EXERCISE: Search the listing for the string "playwright". Copy every line that has it.

TASK MATERIAL:
PR #1827, opened 2023-10-31
Update publish-snapshot.yml

ntoll:
## Description

Ensure playwright is installed.

## Changes

To the publish-snapshot.yml action.

## Checklist

### DIFF
--- a/.github/workflows/publish-snapshot.yml
+++ b/.github/workflows/publish-snapshot.yml
@@ -41,7 +41,7 @@ jobs:
                       ${{ runner.os }}-
 
             - name: Install Dependencies
-              run: make setup
+              run: npm install && npx playwright install
 
             - name: Build Pyscript.core
               run: npm run build
--- a/.github/workflows/publish-snapshot.yml
+++ b/.github/workflows/publish-snapshot.yml
@@ -41,11 +41,8 @@ jobs:
                       ${{ runner.os }}-
 
             - name: Install Dependencies
-              run: npm install
-
-            - name: Install playwright browsers
-              run: npx playwright install --with-deps
-
+              run: make setup
+              
             - name: Build Pyscript.core
               run: npm run build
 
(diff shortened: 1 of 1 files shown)


.github/workflows/publish-snapshot.yml
```diff
@@ -41,7 +41,7 @@ jobs:
                       ${{ runner.os }}-
 
             - name: Install Dependencies
-              run: npm install
+              run: make setup
 
             - name: Build Pyscript.core
               run: npm run build
```
WebReflection, line 47: I think here you need `npx playwright install` before `npm run build` here

.github/workflows/publish-snapshot.yml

TASK RESPONSE:
Ensure playwright is installed.
+              run: npm install && npx playwright install
-            - name: Install playwright browsers
-              run: npx playwright install --with-deps
WebReflection, line 47: I think here you need `npx playwright install` before `npm run build` here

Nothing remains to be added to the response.